Defendants further challenge the section 1985 claim as time barred.

A limitations defense may be raised by a F.R.Civ.P. 12(b)(6) motion to dismiss. Jablon v. Dean Witter Co., 614 F.2d 677, 682 (9th Cir. 1980); see Avco Corp. v. Precision Air Parts, Inc., 676 F.2d 494, 495 (11th Cir. 1982), cert. denied, 459 U.S. 1037, 103 S.Ct. 450 (1982). A F.R.Civ.P. 12(b)(6) motion to dismiss may raise the limitations defense when the statute's running is apparent on the complaint's face. Jablon, 614 F.2d at 682. If the limitations defense does not appear on the complaint's face and the trial court accepts matters outside the pleadings' scope, the defense may be raised by a motion to dismiss accompanied by affidavits. Jablon, 614 F.2d at 682; Rauch v. Day and Night Mfg. Corp., 576 F.2d 697 (6th Cir. 1978). If the limitations defense is not apparent on the complaint's face and the motion to dismiss is not accompanied by acceptable affidavits, an appropriate summary judgment motion may be employed. Jablon, 614 F.2d at 682.

With these standards in mind, this Court turns to defendants' challenges to Officer Plymale's claims.

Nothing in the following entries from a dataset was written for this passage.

PR #173, opened 2020-09-14
Downscaling

dnerini:
* [x] add documentation
* [x] add gallery example
* [x] add test

RTD build: 
- gallery: https://pysteps.readthedocs.io/en/downscaling/auto_examples/rainfarm_downscale.html#sphx-glr-auto-examples-rainfarm-downscale-py
- reference: https://pysteps.readthedocs.io/en/downscaling/pysteps_reference/downscaling.html

### DIFF
--- a/examples/rainfarm_downscale.py
+++ b/examples/rainfarm_downscale.py
@@ -7,8 +7,8 @@ This example script shows how to use the stochastic downscaling method RainFARM
 available in pysteps.
 
 RainFARM is a downscaling algorithm for rainfall developed by Rebora et al. (2006).
-It uses Gaussian random fields which are generated using power-law spectral scaling
-in order to add realistic small-scale variability to the precipitation field.
+This method represents a realistic small-scale variability to the precipitation field 
+using Gaussian random fields generated using a power-law spectral scaling.
 
 """
 
--- a/examples/rainfarm_downscale.py
+++ b/examples/rainfarm_downscale.py
@@ -90,10 +90,11 @@ plt.tight_layout()
 # Remarks
 # -------
 #
-# The pysteps implementation of RainFARM currently covers spatial downscaling only,
-# that is, it can improve spatial resolution of a rainfall field, but unlikely
+# Currently, the pysteps implementation of RainFARM only covers spatial downscaling.
+# That is, it can improve the spatial resolution of a rainfall field. However, unlike
 # the original algorithm from Rebora et al. (2006), it cannot downscale the temporal
 # dimension.
+
 
 ###############################################################################
 # References
--- a/examples/rainfarm_downscale.py
+++ b/examples/rainfarm_downscale.py
@@ -6,6 +6,10 @@ Stochastic downscaling with RainFARM
 This example script shows how to use the stochastic downscaling method
 RainFARM available in pysteps.
 
+RainFARM is a downscaling method developed specifically for rainfall 
+using Gaussian random fields which are generated using power-law 
+spectral scaling.
+
 """
 
 import matplotlib.pyplot as plt
@@ -68,7 +72,7 @@ plot_precip_field(precip_lr, geodata=metadata_lr)
 # We can now use the RainFARM method to provide stochastic realizations
 # of the downscaled field.
 
-num_realizations = 3
+num_realizations = 2
 precip_hr = []
 for n in range(num_realizations):
     precip_hr = rainfarm.downscale(precip_lr, ds_factor=16)
--- a/examples/rainfarm_downscale.py
+++ b/examples/rainfarm_downscale.py
@@ -6,9 +6,9 @@ Precipitation downscaling with RainFARM
 This example script shows how to use the stochastic downscaling method RainFARM
 available in pysteps.
 
-RainFARM is a downscaling algorithm for rainfall developed by Rebora et al. (2006).
-This method represents a realistic small-scale variability to the precipitation field 
-using Gaussian random fields generated using a power-law spectral scaling.
+RainFARM is a downscaling algorithm for rainfall fields developed by Rebora et
+al. (2006). The method can represent the realistic small-scale variability of the
+downscaled precipitation field by means of Gaussian random fields.
 
 """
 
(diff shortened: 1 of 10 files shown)


dnerini:
@jleinonen , I realize now that your implementation of rainfarm includes spatial downscaling only, as opposed to the Rebora et al 2006 paper, which also includes temporal downscaling.

This is not a problem, I'm just wondering what's the best way to proceed. 

We could try to complete the code with the temporal part, but this risks to take some time which unfortunately I don't have at the moment.

We could simply specify in the docstring that this implementation is a simplified version which deals with spatial downscaling only. Hopefully the code will be completed and extended at some point.

What's your take on this?

dnerini:
This still misses some testing of the new module, but I'd say that we are anyway ready for a first round of review. Any feedback and suggestion for improvement is welcomed!

@jleinonen would also be great if you could have a quick look, thanks!

pysteps/downscaling/rainfarm.py
```diff
@@ -0,0 +1,124 @@
...
+from scipy.ndimage import convolve
+
+
+def _log_slope(log_k, log_power_spectrum):
+    lk_min = log_k.min()
+    lk_max = log_k.max()
+    lk_range = lk_max - lk_min
+    lk_min += (1 / 6) * lk_range
+    lk_max -= (1 / 6) * lk_range
+    dk = lk_range / 32
```
RubenImhoff: Looks like the dk-variable is not used anymore, is that correct?

pysteps/downscaling/rainfarm.py
```diff
@@ -0,0 +1,124 @@
...
+
+    selected = (lk_min <= log_k) & (log_k <= lk_max)
+    num_selected = np.count_nonzero(selected)
```
RubenImhoff: Also the num_selected-variable seems not to be used anywhere else, is that correct?

RubenImhoff (commented):
Hi @dnerini,

This is a great contribution! I also like the gallery, a very clear example of the method. 

I added two comment strings in the script for the gallery and I had two questions about the variables in rainfarm.py. So nothing major at all. :)
Regarding the rainfarm.py script, is it an idea to add some comment lines and perhaps refer to the equation numbers in the paper of Rebora et al? That may increase the readability of the script a bit. 

Other than that, good to go!

Thanks!

RubenImhoff (approved):

examples/rainfarm_downscale.py
```diff
@@ -0,0 +1,104 @@
...
+"""
+Precipitation downscaling with RainFARM
+=======================================
+
+This example script shows how to use the stochastic downscaling method RainFARM
+available in pysteps.
+
+RainFARM is a downscaling algorithm for rainfall developed by Rebora et al. (2006).
+It uses Gaussian random fields which are generated using power-law spectral scaling
+in order to add realistic small-scale variability to the precipitation field.
```
aperezhortal:
```suggestion
This method represents a realistic small-scale variability to the precipitation field 
using Gaussian random fields generated using a power-law spectral scaling.
```

examples/rainfarm_downscale.py
```diff
@@ -0,0 +1,104 @@
...
+plot_precip_field(precip, geodata=metadata)
+
+# Assign the fill value to all the Nans
+precip[~np.isfinite(precip)] = metadata["zerovalue"]
+
+###############################################################################
+# Upscale the field
+# -----------------
+#
+# In order to test our downscaling method, we first need to
```
aperezhortal:
```suggestion
# To test our downscaling method, we first need to

```

examples/rainfarm_downscale.py
```diff
@@ -0,0 +1,104 @@
...
+plt.tight_layout()
+
+###############################################################################
+# Remarks
+# -------
+#
+# The pysteps implementation of RainFARM currently covers spatial downscaling only,
+# that is, it can improve spatial resolution of a rainfall field, but unlikely
+# the original algorithm from Rebora et al. (2006), it cannot downscale the temporal
+# dimension.
```
aperezhortal:
```suggestion
# Currently, the pysteps implementation of RainFARM only covers spatial downscaling.
# That is, it can improve the spatial resolution of a rainfall field. However, unlike
# the original algorithm from Rebora et al. (2006), it cannot downscale the temporal
# dimension.

```

pysteps/downscaling/rainfarm.py
```diff
@@ -0,0 +1,124 @@
...
+    lk_sel = log_k[selected]
+    ps_sel = log_power_spectrum[selected]
+    (alpha, _) = np.polyfit(lk_sel, ps_sel, 1)
```
aperezhortal: `(alpha, _) = np.polyfit`.  suggests that `polyfit` returns a tuple of 2 different arguments while it actually returns a single array (of 2 elements).  
```suggestion
    alpha = np.polyfit(lk_sel, ps_sel, 1)[0]
```

pysteps/downscaling/rainfarm.py
```diff
@@ -0,0 +1,124 @@
...
+    r : array_like
+        Array of shape (m*ds_factor,n*ds_factor) containing
+        the downscaled field.
+
+    Notes
+    -----
+    The pysteps implementation of RainFARM currently covers spatial downscaling
+    only, that is, it can improve spatial resolution of a rainfall field, but
+    unlikely the original algorithm from Rebora et al. (2006), it cannot downscale
+    the temporal dimension.
```
aperezhortal:
```suggestion
    Currently, the pysteps implementation of RainFARM only covers spatial downscaling.
    That is, it can improve the spatial resolution of a rainfall field. However, unlike
    the original algorithm from Rebora et al. (2006), it cannot downscale the temporal
    dimension.
```

pysteps/downscaling/rainfarm.py
dnerini: Absolutely, well spotted!
see 1164fde

pysteps/downscaling/rainfarm.py
dnerini: see 1164fde

jleinonen (approved):

PR #175, opened 2020-09-25
Exporters

RubenImhoff:
The netCDF exporter still hard codes the cartesian units in meters, while the KNMI importer and projection works with kilometers now. This is a first simple implementation to start with. Let's see if we can further improve it. I set most of the other importers on meters, but I wasn't sure what the units of the MRMS and saf_crri data are. Hence, this still has to be changed, also in the testing scripts.

Furthermore, I saw that the ensemble members get the variable name 'ens_number'. The CF convention apparently recommends to use 'realization' or 'realizations'. I don't know if it is worth changing this - I personally like 'ens_number' -  but it may help with the standardization of the netCDF-exporter. 

- [x] Add 'cartesian_unit' to importers
- [x] Change hard coded unit in netCDF exporter
- [x] Change ensemble member standard name to realization to comply with the CF convention 
- [x] Correct unit in importer and test scripts of MRMS importer
- [x] Correct unit in importer and test scripts of saf_crri importer
- [x] Check for correct use of units

 @dnerini, @aperezhortal, @pulkkins, I requested you as reviewers for now. You probably have some (better) ideas on this too. And I'm sure you'll know the correct units of the other importers.


aperezhortal:
Hi @RubenImhoff, nice addition! I like the idea of including the cartesian units in the imported metadata.

The MRMS data has a regular lat/lon grid using a 0.01 degrees grid spacing (approximate equivalent to 1 km). Currently, the **pixelsize** values in the metadata are expressed in degrees (taken directly from the file), so __cartesian_units__ should be equal to "degrees". 

For the saf_crri files, it seems that the data resolution is ~3km (see abstract in https://www.tethys.cat/sites/default/files/pdf/articles/12tethys-01-eng.pdf) and they are expressed in meters by the importer ('xpixelsize'=3000.0).

RubenImhoff:
Hi @aperezhortal, 
Thanks for your response! Have you tested the netcdf exporter with the MRMS data? I.e., will it work to set the cartesian_units on 1 km, or is it wiser to stay away from that at all and just use lat-lon? 

I will implement the saf_crri units somewhere this week and I'll do some testing. :)

cvelascof:
Hi all,
I hope you all well.

> Furthermore, I saw that the ensemble members get the variable name 'ens_number'. The CF convention apparently recommends to use 'realization' or 'realizations'. I don't know if it is worth changing this - I personally like 'ens_number' - but it may help with the standardization of the netCDF-exporter.

My understanding is the 'long_name' attribute of a variable could be whatever text that best describes the data but the "standard_name" attribute must be the one recommended in the CF convention. Therefore we could assign our preferred label as "long_name" attribute to our ensembles member variable (for example "ens_member" or "member" or "realisation" or ...) but in all cases the "standard_name" attribute of the variable has to be "realization".

It would the same than what we are already doing for 'x', 'y', 'latitude' or 'longitude' coordinates.
For example here, 
https://github.com/pySTEPS/pysteps/blob/903567ea6badd48095658afcf737f96ac53f1999/pysteps/io/exporters.py#L500   


and then of course somehow the system should check for "standard_name" to identify the variable that stores the ensembles members and use that variable name instead of a hard-coded variable name

RubenImhoff:
@aperezhortal, nice work! Thanks for the contribution. I'll continue Friday with it, hopefully it is ready for review after that. :) Shouldn't be too much work.

pysteps/io/importers.py
```diff
@@ -400,14 +401,14 @@ def import_mrms_grib(filename, extent=None, window_size=4, **kwargs):
...
-        projection=proj_params,
+        projection=proj_def.strip(),
         yorigin="upper",
         threshold=_get_threshold_value(precip),
         x1=x1,
         x2=x2,
         y1=y1,
         y2=y2,
-        cartesian_unit="m"
+        cartesian_unit="m",
```
RubenImhoff: Should this be 'degrees' by the way? - In the mrms importer, I mean

aperezhortal: Yes,  since 
```
x1, y1 = pr(ul_lon, lr_lat)
x2, y2 = pr(lr_lon, ul_lat)
```
returns x and y in degrees (no projection).

RubenImhoff:
I think it is ready for review now. 

I have tested the various importers and everything seems to work. However, with a quick check of the output netCDFs in the program Panoply, I couldn't directly see if the projected cartesian coordinates of the MeteoSwiss and MRMS nowcasts are correct. @aperezhortal and @dnerini, would you be able check this with a quick test run?

dnerini (approved):
Hi @RubenImhoff
Very nice contribution, as it solves an annoying inconsistency in the metadata concerning the units of the projection, thanks! 
To me this looks ready to be merged.

aperezhortal (approved):

aperezhortal:
Thanks for fixing the units! I quickly check the cartesian coordinates for MRMS nowcasts and they expressed in degrees as expected :+1: 

It looks ready to merge for me.

RubenImhoff:
Thanks @dnerini, @aperezhortal and @cvelascof! I'll merge the PR. :)

PR #177, opened 2020-11-01
Refactor interface to plot_geography

dnerini:
Addressing FutureWarning from 1.3.2 which concerns the interface to the `plot_geography` method.

In short:
* rename `map` to `plot_map` 
* set `plot_map` as optional argument

Remaining open question: 
Should we remove option to use the deprecated basemap module and leave cartopy as unique option?

### DIFF
--- a/doc/source/pysteps_reference/visualization.rst
+++ b/doc/source/pysteps_reference/visualization.rst
@@ -5,6 +5,7 @@ pysteps.visualization
 Methods for plotting precipitation and motion fields.
 
 .. automodule:: pysteps.visualization.animations
+.. automodule:: pysteps.visualization.basemaps
 .. automodule:: pysteps.visualization.motionfields
 .. automodule:: pysteps.visualization.precipfields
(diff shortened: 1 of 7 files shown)


aperezhortal:
Nice work! For me, it looks ready to merge. 

> Remaining open question:
Should we remove option to use the deprecated basemap module and leave cartopy as unique option?

I'm in favor of removing basemap since last August they made their (likely) final release and it won't be supported anymore.

pulkkins:
> Remaining open question:
> Should we remove option to use the deprecated basemap module and leave cartopy as unique option?

For me it looks like there is no reason to use basemap anymore. In 0.18.0b1, they finally added a feature that was missing from cartopy. Namely, lon-lat labeling with different projections (https://github.com/SciTools/cartopy/pull/1117).

dnerini:
All right, thanks @aperezhortal  and @pulkkins. I'll merge this PR and open a new one for the deprecation of basemap.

Section 1985 Conspiracy Requisite Elements

The FAC attempts to allege a section 1985(3) conspiracy claim against Chief Dyer, Lt. Alvarado and Sgt. Salazar. Defendants fault the section 1985 conspiracy claim's absence of essential elements and characterize the claim as "speculative" in the absence of "specific facts from which to infer a conspiracy." Officer Plymale argues that the section 1985 claim alleges acts "to further a goal of thinning out the number of older, white police officers."

Section 1985(3) provides:

If two or more persons in any State or Territory conspire or go in disguise on the highway or on the premises of another, for the purpose of depriving, either directly or indirectly, any person or class of persons of the equal protection of the laws, or of equal privileges and immunities under the laws; or for the purpose of preventing or hindering the constituted authorities of any State or Territory from giving or securing to all persons within such State or Territory the equal protection of the laws; or if two or more persons conspire to prevent by force, intimidation, or threat, any citizen who is lawfully entitled to vote, from giving his support or advocacy in a legal manner, toward or in favor of the election of any lawfully qualified person as an elector for President or Vice President, or as a Member of Congress of the United States; or to injure any citizen in person or property on account of such support or advocacy; in any case of conspiracy set forth in this section, if one or more persons engaged therein do, or cause to be done, any act in furtherance of the object of such conspiracy, whereby another is injured in his person or property, or deprived of having and exercising any right or privilege of a citizen of the United States, the party so injured or deprived may have an action for the recovery of damages occasioned by such injury or deprivation, against any one or more of the conspirators.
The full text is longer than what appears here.